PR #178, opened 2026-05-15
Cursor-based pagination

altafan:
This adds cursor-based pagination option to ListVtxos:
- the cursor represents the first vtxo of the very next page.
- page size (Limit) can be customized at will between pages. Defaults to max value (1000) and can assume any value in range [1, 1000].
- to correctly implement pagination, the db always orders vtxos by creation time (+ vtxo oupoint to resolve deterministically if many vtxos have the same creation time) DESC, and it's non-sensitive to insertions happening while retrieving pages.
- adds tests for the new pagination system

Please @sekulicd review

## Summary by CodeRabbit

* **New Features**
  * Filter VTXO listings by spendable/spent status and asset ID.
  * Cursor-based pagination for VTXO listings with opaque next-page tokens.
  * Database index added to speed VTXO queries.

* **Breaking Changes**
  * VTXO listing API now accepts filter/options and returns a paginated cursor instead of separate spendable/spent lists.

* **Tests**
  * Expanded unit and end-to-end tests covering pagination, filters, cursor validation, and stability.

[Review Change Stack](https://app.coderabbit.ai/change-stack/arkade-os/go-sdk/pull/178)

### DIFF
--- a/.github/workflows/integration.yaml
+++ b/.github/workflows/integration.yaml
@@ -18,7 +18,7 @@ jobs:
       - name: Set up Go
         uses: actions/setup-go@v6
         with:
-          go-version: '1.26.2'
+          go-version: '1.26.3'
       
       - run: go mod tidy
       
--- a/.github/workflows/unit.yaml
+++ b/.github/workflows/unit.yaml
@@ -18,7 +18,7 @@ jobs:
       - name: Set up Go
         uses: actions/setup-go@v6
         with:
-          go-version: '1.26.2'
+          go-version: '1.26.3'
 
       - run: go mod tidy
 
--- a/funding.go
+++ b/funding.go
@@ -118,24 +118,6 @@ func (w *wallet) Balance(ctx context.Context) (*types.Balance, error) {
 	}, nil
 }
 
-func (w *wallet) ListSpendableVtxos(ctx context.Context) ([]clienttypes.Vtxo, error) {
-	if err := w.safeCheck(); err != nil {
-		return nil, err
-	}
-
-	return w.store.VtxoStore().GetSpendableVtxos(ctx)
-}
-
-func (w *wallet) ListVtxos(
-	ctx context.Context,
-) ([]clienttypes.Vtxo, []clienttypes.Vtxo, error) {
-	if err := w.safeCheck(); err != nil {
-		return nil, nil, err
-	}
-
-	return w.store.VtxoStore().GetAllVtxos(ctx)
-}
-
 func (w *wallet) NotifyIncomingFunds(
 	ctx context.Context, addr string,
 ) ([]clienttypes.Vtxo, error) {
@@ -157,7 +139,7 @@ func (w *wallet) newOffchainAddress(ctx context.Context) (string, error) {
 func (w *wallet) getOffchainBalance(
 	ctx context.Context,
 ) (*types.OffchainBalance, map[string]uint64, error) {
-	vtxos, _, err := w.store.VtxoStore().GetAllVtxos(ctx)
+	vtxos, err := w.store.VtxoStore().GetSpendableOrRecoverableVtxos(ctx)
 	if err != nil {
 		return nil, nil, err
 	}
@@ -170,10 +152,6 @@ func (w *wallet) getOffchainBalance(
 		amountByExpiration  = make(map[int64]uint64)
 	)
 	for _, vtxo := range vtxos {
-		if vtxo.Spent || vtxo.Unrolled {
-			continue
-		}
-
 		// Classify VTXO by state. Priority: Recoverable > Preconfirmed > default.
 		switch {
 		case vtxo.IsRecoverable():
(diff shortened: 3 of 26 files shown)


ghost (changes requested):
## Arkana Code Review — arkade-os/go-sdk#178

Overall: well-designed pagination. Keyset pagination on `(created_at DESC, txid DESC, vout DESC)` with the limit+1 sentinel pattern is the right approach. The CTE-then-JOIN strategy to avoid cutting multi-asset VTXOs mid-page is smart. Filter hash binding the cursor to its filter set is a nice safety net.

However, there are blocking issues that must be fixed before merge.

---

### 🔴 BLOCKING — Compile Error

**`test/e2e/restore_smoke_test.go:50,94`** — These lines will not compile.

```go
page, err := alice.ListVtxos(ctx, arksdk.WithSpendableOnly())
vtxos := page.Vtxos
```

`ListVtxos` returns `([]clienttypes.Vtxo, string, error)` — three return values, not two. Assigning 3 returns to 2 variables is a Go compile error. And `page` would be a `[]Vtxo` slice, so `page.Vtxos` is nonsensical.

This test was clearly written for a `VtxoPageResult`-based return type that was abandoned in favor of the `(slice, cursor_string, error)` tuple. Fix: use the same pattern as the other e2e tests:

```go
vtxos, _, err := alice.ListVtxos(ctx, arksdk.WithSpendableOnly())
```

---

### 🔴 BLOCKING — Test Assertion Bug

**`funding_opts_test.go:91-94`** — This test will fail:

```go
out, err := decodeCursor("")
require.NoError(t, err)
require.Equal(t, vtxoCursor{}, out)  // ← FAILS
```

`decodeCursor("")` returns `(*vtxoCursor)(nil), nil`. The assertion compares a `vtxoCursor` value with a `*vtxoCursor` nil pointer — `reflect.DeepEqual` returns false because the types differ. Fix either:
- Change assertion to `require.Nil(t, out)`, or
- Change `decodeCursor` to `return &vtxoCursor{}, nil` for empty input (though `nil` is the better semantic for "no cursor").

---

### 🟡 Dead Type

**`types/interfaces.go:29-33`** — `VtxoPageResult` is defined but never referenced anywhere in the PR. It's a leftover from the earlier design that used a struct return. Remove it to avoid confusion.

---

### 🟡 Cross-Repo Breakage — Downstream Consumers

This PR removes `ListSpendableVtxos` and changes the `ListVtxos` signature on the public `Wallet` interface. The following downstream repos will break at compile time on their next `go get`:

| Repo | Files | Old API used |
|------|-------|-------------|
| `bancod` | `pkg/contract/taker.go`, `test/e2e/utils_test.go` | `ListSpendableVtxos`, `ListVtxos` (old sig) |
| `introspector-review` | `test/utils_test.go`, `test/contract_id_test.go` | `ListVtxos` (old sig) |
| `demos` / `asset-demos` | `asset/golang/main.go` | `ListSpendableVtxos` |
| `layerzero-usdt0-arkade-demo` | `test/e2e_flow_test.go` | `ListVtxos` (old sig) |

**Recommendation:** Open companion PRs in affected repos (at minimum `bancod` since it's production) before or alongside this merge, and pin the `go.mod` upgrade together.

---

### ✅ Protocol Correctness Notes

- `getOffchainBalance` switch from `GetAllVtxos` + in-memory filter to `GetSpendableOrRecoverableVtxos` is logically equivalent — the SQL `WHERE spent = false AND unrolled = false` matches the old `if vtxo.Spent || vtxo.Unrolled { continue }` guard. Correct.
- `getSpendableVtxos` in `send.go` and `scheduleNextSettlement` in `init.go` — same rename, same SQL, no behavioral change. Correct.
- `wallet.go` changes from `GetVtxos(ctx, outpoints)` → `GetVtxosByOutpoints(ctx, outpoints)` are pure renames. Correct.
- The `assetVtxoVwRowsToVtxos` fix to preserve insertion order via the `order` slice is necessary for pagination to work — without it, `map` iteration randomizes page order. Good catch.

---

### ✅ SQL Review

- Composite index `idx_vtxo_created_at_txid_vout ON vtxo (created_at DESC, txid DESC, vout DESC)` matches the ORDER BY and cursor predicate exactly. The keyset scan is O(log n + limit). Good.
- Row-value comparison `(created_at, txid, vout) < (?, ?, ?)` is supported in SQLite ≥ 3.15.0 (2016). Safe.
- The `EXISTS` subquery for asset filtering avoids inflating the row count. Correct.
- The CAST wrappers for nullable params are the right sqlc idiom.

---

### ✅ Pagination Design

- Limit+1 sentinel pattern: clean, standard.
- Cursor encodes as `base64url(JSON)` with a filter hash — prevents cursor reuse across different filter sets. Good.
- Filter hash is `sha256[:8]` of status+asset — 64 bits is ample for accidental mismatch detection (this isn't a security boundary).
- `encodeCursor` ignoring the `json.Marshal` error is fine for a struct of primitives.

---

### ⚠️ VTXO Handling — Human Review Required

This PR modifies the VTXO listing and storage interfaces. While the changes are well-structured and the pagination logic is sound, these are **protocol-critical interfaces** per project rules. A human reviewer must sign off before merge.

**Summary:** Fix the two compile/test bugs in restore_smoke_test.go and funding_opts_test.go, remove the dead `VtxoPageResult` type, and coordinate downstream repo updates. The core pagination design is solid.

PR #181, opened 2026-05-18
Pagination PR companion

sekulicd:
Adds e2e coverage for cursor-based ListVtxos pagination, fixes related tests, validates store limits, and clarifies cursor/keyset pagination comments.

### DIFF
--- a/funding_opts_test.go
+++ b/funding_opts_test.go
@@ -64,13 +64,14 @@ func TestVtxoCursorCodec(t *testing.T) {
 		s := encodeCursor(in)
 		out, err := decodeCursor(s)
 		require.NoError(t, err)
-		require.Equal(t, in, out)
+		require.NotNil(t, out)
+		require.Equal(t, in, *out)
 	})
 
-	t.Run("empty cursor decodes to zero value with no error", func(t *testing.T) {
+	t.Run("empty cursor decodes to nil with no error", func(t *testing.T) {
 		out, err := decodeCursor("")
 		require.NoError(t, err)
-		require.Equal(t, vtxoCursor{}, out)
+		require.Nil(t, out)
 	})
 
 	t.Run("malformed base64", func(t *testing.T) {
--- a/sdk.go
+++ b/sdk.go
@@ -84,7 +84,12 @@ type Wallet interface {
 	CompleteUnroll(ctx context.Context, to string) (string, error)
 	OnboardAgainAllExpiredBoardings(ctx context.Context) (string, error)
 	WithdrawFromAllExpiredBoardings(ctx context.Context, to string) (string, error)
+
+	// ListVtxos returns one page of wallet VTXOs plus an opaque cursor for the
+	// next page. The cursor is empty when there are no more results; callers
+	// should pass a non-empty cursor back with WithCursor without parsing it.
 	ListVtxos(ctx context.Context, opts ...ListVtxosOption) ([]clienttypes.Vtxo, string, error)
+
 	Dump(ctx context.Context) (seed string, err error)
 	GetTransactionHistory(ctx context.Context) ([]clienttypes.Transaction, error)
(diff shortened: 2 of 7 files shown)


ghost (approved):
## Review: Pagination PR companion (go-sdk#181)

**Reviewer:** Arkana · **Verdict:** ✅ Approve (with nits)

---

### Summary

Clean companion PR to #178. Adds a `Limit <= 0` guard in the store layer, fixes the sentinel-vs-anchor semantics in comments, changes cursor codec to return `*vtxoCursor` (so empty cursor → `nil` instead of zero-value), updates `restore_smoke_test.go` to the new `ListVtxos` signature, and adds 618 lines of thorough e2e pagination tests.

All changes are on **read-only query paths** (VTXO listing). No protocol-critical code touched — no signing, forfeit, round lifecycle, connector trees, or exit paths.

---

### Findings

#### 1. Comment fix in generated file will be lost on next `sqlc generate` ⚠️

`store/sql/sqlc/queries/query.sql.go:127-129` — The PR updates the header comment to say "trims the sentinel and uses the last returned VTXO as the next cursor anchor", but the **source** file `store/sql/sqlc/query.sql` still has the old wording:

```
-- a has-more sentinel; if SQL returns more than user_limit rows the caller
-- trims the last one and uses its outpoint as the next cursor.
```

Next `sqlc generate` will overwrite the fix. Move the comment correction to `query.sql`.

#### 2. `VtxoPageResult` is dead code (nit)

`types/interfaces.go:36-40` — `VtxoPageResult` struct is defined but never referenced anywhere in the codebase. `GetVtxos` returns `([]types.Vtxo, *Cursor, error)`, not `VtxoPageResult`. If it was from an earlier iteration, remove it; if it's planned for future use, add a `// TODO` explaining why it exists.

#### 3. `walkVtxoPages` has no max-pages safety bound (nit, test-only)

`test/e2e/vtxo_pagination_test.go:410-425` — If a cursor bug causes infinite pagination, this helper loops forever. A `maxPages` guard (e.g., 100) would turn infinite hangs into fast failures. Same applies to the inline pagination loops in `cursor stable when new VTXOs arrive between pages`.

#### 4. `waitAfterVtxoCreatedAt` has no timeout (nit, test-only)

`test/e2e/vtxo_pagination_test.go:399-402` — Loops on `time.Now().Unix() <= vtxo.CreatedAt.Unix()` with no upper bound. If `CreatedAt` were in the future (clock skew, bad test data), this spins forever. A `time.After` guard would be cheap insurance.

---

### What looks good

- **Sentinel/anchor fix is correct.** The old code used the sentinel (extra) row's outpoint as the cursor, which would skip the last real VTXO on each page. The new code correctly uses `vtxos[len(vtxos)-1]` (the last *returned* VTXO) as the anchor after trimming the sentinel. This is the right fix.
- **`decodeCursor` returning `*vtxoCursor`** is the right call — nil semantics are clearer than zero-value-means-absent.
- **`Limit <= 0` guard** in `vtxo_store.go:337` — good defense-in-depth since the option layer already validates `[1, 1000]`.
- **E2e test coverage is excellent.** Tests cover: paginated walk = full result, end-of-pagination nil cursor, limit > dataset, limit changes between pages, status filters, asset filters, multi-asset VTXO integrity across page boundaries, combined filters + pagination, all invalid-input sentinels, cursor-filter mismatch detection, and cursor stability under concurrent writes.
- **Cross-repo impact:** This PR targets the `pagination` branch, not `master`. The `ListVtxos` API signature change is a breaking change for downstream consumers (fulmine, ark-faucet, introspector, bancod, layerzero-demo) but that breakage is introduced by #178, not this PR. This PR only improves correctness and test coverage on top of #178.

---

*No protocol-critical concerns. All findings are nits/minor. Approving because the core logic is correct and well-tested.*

• [ABOUT THIS TASK]
Give the number of lines in the data that include the string "Context", please, and nothing else.

• [SOLUTION]
12